Comment by flakes
2 days ago
Jenkins is a place where you can be safe for a long time, however, it starts to break down at scale. I see it time after time for these batch workflow jobs. At the start, jobs run in seconds and everyone is happy.
Over time, jobs start taking long enough to the point where you need to split them. Separate jobs are assigned slices of the original batch. Eventually, there are so many slices that you make a Jenkins job where the sole responsibility is firing off these individual jobs.
Then you start hitting the real painpoints in Jenkins. Poor allocation of jobs across your nodes/agents, often overloading CPU/Mem on machines, and you struggle to manage the ungodly interface that is the Jenkins REST endpoint. You install many Jenkins addons to try and address the scheduling problems, and end up with a team dedicated to managing this Jenkins infrastructure.

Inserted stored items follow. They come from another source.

Issue #564, opened 2025-01-22
Require attributes and event fields to have stability


lmolkova:
See https://github.com/open-telemetry/semantic-conventions/issues/1777 - we don't validate that stability is present on attributes or event fields

jerbly:
@lmolkova looks like we're also not enforcing `stability` on enum members of event fields: https://github.com/open-telemetry/semantic-conventions/blob/main/model/device/events.yaml#L36 

I assume we want this fixed too?

lmolkova:
@jerbly great catch! yes, explicit stability everywhere it matters is the goal :)

jerbly:
At the moment the Weaver code, EBNF and semconv.schema.json all define the `body` of the event as an `any_value`. Some `any_value`s can contain `any_value`s. Therefore the `body` itself is required to have `stability` defined. This is missing in every use of `body` in the current semconvs.
```yaml
    body:
      id: device_lifecycle_state
      type: map
      requirement_level: required
      stability: experimental # <-------------- This is also required
      fields:
        - id: ios.state
          stability: experimental
          type: enum
          ...
```

PR #568, opened 2025-01-23
Stability on attributes and events

jerbly:
For issue #564 

Added warnings for missing stability on:

- Attributes
- Enum members in attributes
- Event AnyValues
- Enum members in AnyValues


schemas/semconv.schema.json
```diff
@@ -209,7 +209,8 @@
 			"required": [
 				"type",
 				"id",
-				"requirement_level"
+				"requirement_level",
+				"stability"
```
lmolkova, line 213: I can't come up with the example where the stability of the body type would be different from event stability today. 

In the long term though we will need to be able to define a type and then reuse it across different event bodies and attributes.

E.g. if we have a complex attribute/type for geo location, then we could have `client.geo.location = {"lat": 42, "lon": 42 }` and  `user.geo.location = {"lat": 24, "lon": 24 }` which share the same type, but attribute definitions may have different stability levels.  

So it might look excessive today to provide stability on every step when defining event body, but I don't mind it

lquerel (approved):
LGTM. Thank you so much!

schemas/semconv.schema.json
jerbly: I agree, it's more consistent this way. If body is not `map` then it's not excessive.

lmolkova (approved):
Schema changes LGTM!

jsuereth (approved):

Issue #569, opened 2025-01-24
Add `include_stability` config into `semconv_grouped_attributes`


lmolkova:
We support `exclude_stability` but it's proven to be dangerous. The key scenario behind it is separating stable from non-stable signals.

`exclude_stability: "experimental"` is more prone to bugs (e.g. excluding "development" would bring a  bunch of `rc` attributes and does not really make sense). What happened in https://github.com/open-telemetry/semantic-conventions/issues/1777 is that we let attribute without stability in and it appeared as stable in Python and C++ since it was not experimental either. 

If we used `include_stability: ["stable"]` it would be more robust. 

We should consider going even further and just provide `stable_only = true|false` parameter.

lmolkova:
Great suggestion from @jerbly in the chat

> Second hole plug suggestion: We could change the logic of is_experimental to return true by default: https://github.com/open-telemetry/weaver/blob/main/crates/weaver_forge/src/extensions/otel.rs#L280-L292 (edited)

PR #570, opened 2025-01-24
`is_experimental` returns `true` by default

jerbly:
For issue #569 - Add include_stability config into semconv_grouped_attributes: `is_experimental` returns `true` by default.

### DIFF
--- a/crates/weaver_codegen_test/semconv_registry/registry/system.yaml
+++ b/crates/weaver_codegen_test/semconv_registry/registry/system.yaml
@@ -16,6 +16,7 @@ groups:
               value: 'nice'
             - id: idle
               value: 'idle'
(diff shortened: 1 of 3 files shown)


crates/weaver_codegen_test/semconv_registry/registry/system.yaml
```diff
@@ -16,6 +16,7 @@ groups:
               value: 'nice'
             - id: idle
               value: 'idle'
+              stability: stable
```
jerbly, line 19: Note. For our internal codegen test to pass I now had to explicitly set this to stable!

lmolkova (approved):
Thank you!

lquerel (approved):
LGTM

PR #591, opened 2025-02-07
simplify the span exporter

jerbly:
This simplifies the span exporter to remove the atomic lock on shutdown. This is to stop a flaky test.


lquerel (approved):
As a short-term solution, it seems okay to me for now. In the long term, the weaver-to-weaver emit->live-check solution indeed seems more interesting.

Issue #596, opened 2025-02-12
is_deprecated filter in JINJA does not respect new structure for deprecated


jsuereth:
TODO - fill out with trask's report

PR #597, opened 2025-02-12
fix(forge): Fix the Jinja test `is deprecated`.

lquerel:
This issue fixes the problem introduced by the change to the `deprecated` field, which transitioned from a simple string to a struct. The Jinja test `is deprecated` previously expected a string, it now checks for the presence of a struct.  

Note: I didn't need to modify the JQ filter `exclude_deprecated` since it was already checking for the presence or absence of a value.
 
Closes: https://github.com/open-telemetry/weaver/issues/596


jerbly (approved):
LGTM

PR #602, opened 2025-02-13
fix(semconv): Add a field note to the deprecated struct.

lquerel:
This PR adds a `note` field to all deprecated variants.
The content of the field `deprecated.note` depends on the nature of the `deprecated` field.
- For a `deprecated` field of type string, the generated `deprecated.note` field contains the text value of the `deprecated` field and the `reason` is `uncategorized`.
- For a structured `deprecated` field, the value of the `deprecated.note` depends on the following conditions:
  - If the `deprecated.note` field is defined then we keep it as is.
  - If the `deprecated.note` field is not defined
    - If the `deprecated.reason` is `renamed` then the `deprecated.note` is initialized with "Replaced by `<renamed_to>`."
    - If the `deprecated.reason` is `obsoleted` then the `deprecated.note` is initialized with "Obsoleted."
    - If the `deprecated.reason` is `uncategorized` then the `deprecated.note` is initialized with "Uncategorized."

Applying the Jinja expression `{{ attr.deprecated.note }}` to the following yaml attribute...

```yaml
id: attr
type: string
brief: This attribute is replaced by new_name.
note: A note.
requirement_level: required
deprecated: Replaced by new_name.
```

... will produce this output "Replaced by new_name." and `deprecated.reason` will be equals to `uncategorized`.

Applying the Jinja expression `{{ attr.deprecated.note }}` to the following yaml attribute...

```yaml
id: attr
type: string
brief: This attribute is replaced by new_name.
note: A note.
requirement_level: required
deprecated:
    reason: renamed
    renamed_to: new_name
```

... will produce this output "Replaced by 'new_name'.".

Applying the Jinja expression `{{ attr.deprecated.note }}` to the following yaml attribute...

```yaml
id: attr
type: string
brief: This attribute is replaced by new_name.
note: A note.
requirement_level: required
deprecated:
    reason: renamed
    renamed_to: new_name
    note: This attribute is deprecated and replaced by 'new_name'.
```

... will produce this output "This attribute is deprecated and replaced by 'new_name'.".


crates/weaver_resolved_schema/src/lib.rs
```diff
@@ -299,32 +299,32 @@ impl ResolvedTelemetrySchema {
...
-                            ..
+                            note,
                         } => {
                             changes.add_change(
                                 SchemaItemType::RegistryAttributes,
                                 SchemaItemChange::Renamed {
                                     old_name: baseline_attr.name.clone(),
                                     new_name: rename_to.clone(),
-                                    note: attr.brief.clone(),
+                                    note: note.clone().unwrap_or_else(|| attr.brief.clone()),
```
lmolkova, line 309: We don't need to fall back to the attribute brief if we have a note. 

For existing versions of semconv, we just need to use deprecated string value. 

For new conventions we only have a need it for `uncategorized` changes. We should generate the rest

```j2
{% macro deprecated_note(attribute) %}
{% if attribute.deprecated.reason == "renamed" %}
    {{ "Replaced by `" ~ attribute.deprecated.renamed_to | trim ~ "`." }}
{% elif attribute.deprecated.reason == "obsoleted" %}
    {{ "Removed." }}
{% else %}
    {{ attribute.brief }}
{% endif %}
{% endmacro %}
```

If we end up adding an optional note everywhere, we still want a default note to be generated (let's not ask everyone to write jinja for it).

E.g. we'd do

```j2
{% macro deprecated_note(attribute) %}
{% if attribute.deprecated.note %}
    {{ attribute.deprecated.note }}
{% else %}
    {% if attribute.deprecated.reason == "renamed" %}
      {{ "Replaced by `" ~ attribute.deprecated.renamed_to | trim ~ "`." }}
    {% elif attribute.deprecated.reason == "obsoleted" %}
      {{ "Removed." }}
    {% else %}
      {{ attribute.deprecated.note }}
    {% endif %}
{% endif %}
{% endmacro %}
```

----

So, if you'd prefer to add note for all change types, the suggestion is:
- do not fall back to the attribute brief
- if note is not provided, create a default one following the pattern above. We'd need to define a default note for each future transformation


I.e. the codegen/semconv md would be able to do something like this:

```j2
{% if attribute is deprecated %}
  {{ attribute.deprecated.note}}
{% endif %}
```

E.g. for [otel-rust](https://github.com/open-telemetry/opentelemetry-rust/blob/05920759303358cb979b7b5538da2b6b5c0be8ee/opentelemetry-semantic-conventions/scripts/templates/registry/rust/attribute.rs.j2#L21
), the immediate change would be

```diff
-#[deprecated(note="{{ attr.deprecated.strip(" \n\"") }}")]
+#[deprecated(note="{{ attr.deprecated.note.strip(" \n\"") }}")]
```

(and they can always customize the default by exploring `attr.deprecated`)

jerbly (commented):
The new `note` field needs to go in the json schema: https://github.com/open-telemetry/weaver/blob/82d56e5f0b57bd25616e33c24a3da7326f549891/schemas/semconv.schema.json#L44 and the syntax doc: https://github.com/open-telemetry/weaver/blob/82d56e5f0b57bd25616e33c24a3da7326f549891/schemas/semconv-syntax.md?plain=1#L69

crates/weaver_resolved_schema/src/lib.rs
lquerel: > We don't need to fall back to the attribute brief if we have a note.

I'm not. I only fall back to the`brief` field if there is no note.
Now if you prefer, I can remove the entire fall back mechanism even when there is no `deprecated.note`. I'm waiting for your feedback before to make any change.

> For new conventions we only have a need it for uncategorized changes. We should generate the rest

I might have misinterpreted the example you gave in the Slack channel, but I think your example demonstrated the opposite. You requested a note for something that wasn’t `uncategorized` but rather `renamed`. Based on this example, it seems like we need to support `note` for more than just `uncategorized` changes. Did I miss something?

lmolkova: I want us to format a note if it was not provided.
- For `renamed` it would be `f"Renamed to `{renamed_to}`"`
- For `obsoleted` it would be `Removed` (or `Obsoleted`)
- For uncategorized it would be `Removed`

I.e. resolved `deprecated.note` would come from (in the priority it's listed)
1. original string value of `deprecated` property if it was provided
2. `deprecated.note` if it was provided explicitly
3. from the above formatting rules

This way 1) existing semconv and codegen would keep working as is. 2) once we start updating to new deprecation syntax, we won't have to write notes on everything 3) we could keep the original attribute briefs if necessary.

lquerel: The existing code behaves as follows:
- If the semconv file contains a `deprecated` field with a string value, it is automatically converted into:
```
deprecated:your 
  reason: uncategorized
  note: <string value found in the semconv file>
```
- If the semconv file contains a structured `deprecated` field and the `predicated.note` field is defined then we keep it.
- If the semconv file contains a structured `deprecated` field and the `note` sub-field is not defined, this field is initialized with the content of the attribute/signal `brief` field.
- When the `deprecated.note` field is used in a Jinja template, it will always contain one of the two values described above.
- When a template references `deprecated` without the `deprecated | string` filter, Jinja renders the struct itself and does not call the struct’s `to_string` Rust method. As mentioned in the initial release, this introduces a breaking change for templates but does not affect the semconv files themselves (we support the two formats for them).
- When a template calls `deprecated | string`, the `Deprecated::to_string()` Rust method is invoked, and the `deprecated.note` field is used (which should never be empty, as we fall back to `brief` if necessary).

What you’re describing is a bit different. You don’t want to fall back to the `brief` field when `deprecated.note` is missing from the initial semconv file. Instead, you prefer generating a note using one of the patterns specified in your first list (e.g., “Renamed to {renamed_to}”). That works for me, but it’s important to note that there is still a breaking change for existing templates.

When Jinja encounters a struct in a placeholder without a filter, it simply tries to render the struct’s content instead of calling its `to_string` method. I’m not sure whether this is a limitation of the minijinja engine we’re using or just the expected behavior of Jinja (which wouldn’t surprise me).

So, I’ll make the modification you proposed, and I hope these additional details clarify that a breaking change still remains for the template authors.

lmolkova: thanks for the clarification! Yes, it's still a breaking change for the template authors, note-generation saves us from asking everyone to add a note when deprecating. Even today the deprecation message and brief are (usually slightly) different and I feel it's important to keep them this way.

lquerel: Please take a look at the modifications. I also updated the description of this PR with examples coming from my unit tests.

jsuereth (approved):

crates/weaver_forge/src/extensions/otel.rs
```diff
@@ -828,6 +829,162 @@ mod tests {
...
+                renamed_to: new_name
+        "#;
+        let attr: AttributeSpec = serde_yaml::from_str(attr_yaml).unwrap();
+        assert_eq!(
+            env.render_str(
+                "{{ attr.deprecated.reason }}: {{ attr.deprecated.note }}",
+                Ctx { attr },
+            )
+            .unwrap(),
+            "renamed: Replaced by `new_name`."
```
lmolkova, line 880: I don't know if `renamed` helps anyone. Can we do 

```suggestion
            "Replaced by `new_name`."
```

? It'd match what we did in semconv so far

crates/weaver_forge/src/extensions/otel.rs
```diff
@@ -828,6 +829,162 @@ mod tests {
...
+                note: This attribute is deprecated and replaced by `new_name`.
+        "#;
+        let attr: AttributeSpec = serde_yaml::from_str(attr_yaml).unwrap();
+        assert_eq!(
+            env.render_str(
+                "{{ attr.deprecated.reason }}: {{ attr.deprecated.note }}",
+                Ctx { attr },
+            )
+            .unwrap(),
+            "renamed: This attribute is deprecated and replaced by `new_name`."
```
lmolkova, line 902: Can we just use the note as is if it was provided? 

```suggestion
            "This attribute is deprecated and replaced by `new_name`."
```

crates/weaver_forge/src/extensions/otel.rs
```diff
@@ -828,6 +829,162 @@ mod tests {
...
+                reason: obsoleted
+        "#;
+        let attr: AttributeSpec = serde_yaml::from_str(attr_yaml).unwrap();
+        assert_eq!(
+            env.render_str(
+                "{{ attr.deprecated.reason }}: {{ attr.deprecated.note }}",
+                Ctx { attr },
+            )
+            .unwrap(),
+            "obsoleted: Obsoleted."
```
lmolkova, line 922:
```suggestion
            "Obsoleted."
```

crates/weaver_forge/src/extensions/otel.rs
```diff
@@ -828,6 +829,162 @@ mod tests {
...
+                note: This attribute is no longer used.
+        "#;
+        let attr: AttributeSpec = serde_yaml::from_str(attr_yaml).unwrap();
+        assert_eq!(
+            env.render_str(
+                "{{ attr.deprecated.reason }}: {{ attr.deprecated.note }}",
+                Ctx { attr },
+            )
+            .unwrap(),
+            "obsoleted: This attribute is no longer used."
```
lmolkova, line 943:
```suggestion
            "This attribute is no longer used."
```

crates/weaver_forge/src/extensions/otel.rs
```diff
@@ -828,6 +829,162 @@ mod tests {
...
+                reason: uncategorized
+        "#;
+        let attr: AttributeSpec = serde_yaml::from_str(attr_yaml).unwrap();
+        assert_eq!(
+            env.render_str(
+                "{{ attr.deprecated.reason }}: {{ attr.deprecated.note }}",
+                Ctx { attr },
+            )
+            .unwrap(),
+            "uncategorized: Uncategorized."
```
lmolkova, line 963:
```suggestion
            ""
```

crates/weaver_forge/src/extensions/otel.rs
```diff
@@ -828,6 +829,162 @@ mod tests {
...
+                note: This attribute is deprecated for complex reasons.
+        "#;
+        let attr: AttributeSpec = serde_yaml::from_str(attr_yaml).unwrap();
+        assert_eq!(
+            env.render_str(
+                "{{ attr.deprecated.reason }}: {{ attr.deprecated.note }}",
+                Ctx { attr },
+            )
+            .unwrap(),
+            "uncategorized: This attribute is deprecated for complex reasons."
```
lmolkova, line 984:
```suggestion
            "This attribute is deprecated for complex reasons."
```

crates/weaver_forge/src/extensions/otel.rs
lquerel: In this unit test, I'm rendering this Jinja expression `{{ attr.deprecated.reason }}: {{ attr.deprecated.note }}`, so the `renamed: ` is something that is not part of the `deprecated.note` but used to check 2 fields in a unit test.

crates/weaver_forge/src/extensions/otel.rs
lquerel: See my previous comment.

crates/weaver_forge/src/extensions/otel.rs
lquerel: Idem

crates/weaver_forge/src/extensions/otel.rs
lquerel: Idem

crates/weaver_forge/src/extensions/otel.rs
lquerel: idem

crates/weaver_forge/src/extensions/otel.rs
lquerel: Idem

PR #1620, opened 2026-07-22
Align MSRV settings with CI

jerbly:
CI is checking against MSRV 1.88 - config in cargo.toml and clippy.toml was still on 1.81. This meant linting (and other things) was misaligned with our minimum.

(Spotted this because I wanted to use [is_none_or](https://doc.rust-lang.org/std/option/enum.Option.html#method.is_none_or) which is in 1.82)

### DIFF
--- a/Cargo.toml
+++ b/Cargo.toml
@@ -33,7 +33,7 @@ edition = "2021"
 repository = "https://github.com/open-telemetry/weaver"
 license = "Apache-2.0"
 publish = false
-rust-version = "1.81.0"
+rust-version = "1.88.0"
 
 [workspace.dependencies]
 serde = { version = "1.0.228", features = ["derive", "rc"] }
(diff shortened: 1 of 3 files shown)


Cargo.toml
```diff
@@ -33,7 +33,7 @@ edition = "2021"
 repository = "https://github.com/open-telemetry/weaver"
 license = "Apache-2.0"
 publish = false
-rust-version = "1.81.0"
+rust-version = "1.88.0"
```
lmolkova, line 36: is this not controlled by renovate?

lmolkova (approved):

Cargo.toml
jerbly: No, and for good reason, we need to set our own strategy on how far back in versions we want our crates to be compatible. Not that we've ever released the crates yet!

PR #1622, opened 2026-07-22
make deprecated.note optional on renamed deprecations

### LINKED ISSUE #1556: Renamed_to deprecations now require note with v2
**Describe the bug**
Prior to v1 we could define a deprecation without a note, however with v2 it is now required.

**To Reproduce**
1. Deprecate an attribute in your yaml using v1 syntax or check out semconv
2. Confirm weaver passes
3. Switch yaml with deprecated attribute to v2 syntax
4. Observe failure with the error below:
```
Diagnostic report:

  × The following YAML snippet does not match any of the allowed schemas.
  │ (Variant 1):
  │ - Value {"reason":"renamed","renamed_to":"http.request.method"} does not
  │ match any schema in a 'oneOf' group; it must match exactly one.
  │   (Variant 1):
  │   - Missing required property: "note".
  │   (Variant 2):
  │   - Missing required property: "note".
  │   - Value "renamed" does not match the required constant: "obsoleted".
  │   (Variant 3):
  │   - Missing required property: "note".
  │   - Value "renamed" does not match the required constant: "uncategorized".
  │   (Variant 4):
  │   - Missing required property: "note".
  │   - Value "renamed" does not match the required constant: "unspecified".
  │ (Variant 2):
  │ - Value {"reason":"renamed","renamed_to":"http.request.method"} is not of
  │ the required type: 'null'.

```

**Expected behavior**
When deprecating an attribute as it has been renamed, we shouldn't need to specify a note.

**Additional context**

Example attribute valid in v1
```yaml
  - key: http.method
    type: string
    brief: 'Deprecated, use `http.request.method` instead.'
    stability: development
    deprecated:
      reason: renamed
      renamed_to: http.request.method
    examples: ["GET", "POST", "HEAD"]
```

The following page says the note is optional https://github.com/open-telemetry/weaver/blob/2ccfcaf7d4c4e7240dfc6afd3f49c4c41f7674c9/docs/schema-changes.md#data-model

lmolkova:
Fixes #1556

on v1 we had optional deprecated.note (at least for renamed_to) and it make sense

```yaml
deprecated:
  reason: renamed
  rename_to: foo.bar
```

It's self-descriptive. We can generate a perfect note like`Renamed to 'foo.bar'`. 
Requiring a note would mean duplication in 99% of cases.

So this PR makes note optional for renamed.

Unfortunately it leaks to resolved schema where we actually would always populate note (inferred from structured props) because we share models between definition and resolved schema and it'd be a giant change to prevent it and make note required on resolved side only.

### DIFF
--- a/CHANGELOG.md
+++ b/CHANGELOG.md
@@ -4,6 +4,7 @@ All notable changes to this project will be documented in this file.
 
 # Unreleased
 
+- Make `deprecated.note` optional for `{reason: renamed}` - inferred from `renamed_to`. ([#TODO](https://github.com/open-telemetry/weaver/pull/TODO) by @lmolkova)
 - Add a tree view to the `serve` UI's search page, grouping results by namespace with expand/collapse controls, and a "Hide deprecated" toggle (on by default) for both the list and tree views. ([#1595](https://github.com/open-telemetry/weaver/pull/1595) by @jerbly)
 - Support signal refinements over a published dependency. ([#1587](https://github.com/open-telemetry/weaver/pull/1587) by @lmolkova)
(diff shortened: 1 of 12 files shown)


jsuereth (approved):
Cleaning up / detangling resolved schema - we can investigate later.  This looks good to go.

The scaling struggles continue to amass and you end up needing separate Jenkins instances to battle the load. Any attempt at replacing the Jenkins infrastructure goes on standstill, as the amount of random scripts found in Jenkinsfiles has created an insurmountable vendor lock-in.
You read a post about a select-for-update job scheduler and reflect on simpler times. You cry as you refactor your Jenkins Groovy DSL.
it’s actually much more common than you think for people to reuse CI systems for cron tasking.
It’s always a mistake, but it’s easy in the moment and sticks around longer than I’d like.
CI systems like Jenkins are there and they're corp-approved.
Getting a weird 3rd party scheduling system with access to internal stuff approved is HARD in big corps.
So we (ab)use the CI system we have. It has scheduling and it already accesses internal resources.
What about Camunda? It’s a corporate workflow engine.
What's the thing you should replace Jenkins with at scale?
Im a firm believer that there will never be a perfect general purpose job scheduler. The priority for how jobs are scheduled is always deeply coupled to your business needs. General purpose schedulers always end up as a jack of all trades but master of none. With a custom built scheduler you get that control, but do have to re-invent the wheel for a lot of features. Jenkins, Argo, Airflow, Cron, etc, all have their own pros and cons.